Our algorithm does not impose any specific normative stance on moral dilemmas. Instead, it aims to proportionally summarize the diversity of user opinions, even if these are mutually contradictory. For instance, if the electorate is divided on whether it is ever justifiable to harm one person to save many, the resulting slate might include both: “Harming a person is never ethically justified.” and “Saving many can justify harming an individual.” In this sense, our method captures the full spectrum of views rather than resolving ethical trade-offs by adhering to a particular notion.

In AI for governance works we need to think very critically with regard to what kind of value coordinates are we essentially subjecting the AI to because at the end of the day that's the core added value from human if one day say 99% of the work are automated by AIs.

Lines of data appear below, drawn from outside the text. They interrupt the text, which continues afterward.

PR #666, opened 2017-06-05
Support complex (mapping-style) PluginType.

dmikurube:
@muga It's WIP yet (no tests!), but can I have your impressions on this change?

### DIFF
--- a/embulk-core/src/main/java/org/embulk/exec/BulkLoader.java
+++ b/embulk-core/src/main/java/org/embulk/exec/BulkLoader.java
@@ -15,7 +15,6 @@ import org.embulk.config.ConfigException;
 import org.embulk.config.TaskSource;
 import org.embulk.config.ConfigDiff;
 import org.embulk.config.TaskReport;
-import org.embulk.plugin.DefaultPluginType;
 import org.embulk.plugin.PluginType;
 import org.embulk.spi.Schema;
 import org.embulk.spi.Exec;
@@ -513,7 +512,7 @@ public class BulkLoader
     private ExecutorPlugin newExecutorPlugin(BulkLoaderTask task)
     {
         return Exec.newPlugin(ExecutorPlugin.class,
-                task.getExecConfig().get(PluginType.class, "type", DefaultPluginType.create("local")));
+                task.getExecConfig().get(PluginType.class, "type", PluginType.LOCAL));
     }
 
     private ExecutionResult doRun(ConfigSource config)
--- a/embulk-core/src/main/java/org/embulk/exec/BulkLoader.java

We fully share the concern about normative alignment in AI systems. In our setting, however, PROSE is not designed to encode or enforce specific value judgments; rather, it is a tool for faithfully summarizing the input opinions. In particular, the quality and normative content of the output slate largely depend on the user-provided statements. (Broader concerns regarding bias in the underlying LLMs used for query answering are important and discussed in our impact statement.)

最终决定Accept (oral)

2025-05-01

The paper deals with "generative social choice" (Fish et al., EC 24), where instead of restricting the set of candidates to the specific statements submitted by participants, we view every possible statement as a potential candidate. This paper extends Fish et al. in a non-trivial manner, namely to include costs and budgets and approximate queries. The authors' rebuttal clarified several issues the reviewers raised, and I hope the authors will address them in their revision.

Overall, the reviewers were positive about this paper, and I share their enthusiasm. I recommend accepting this paper.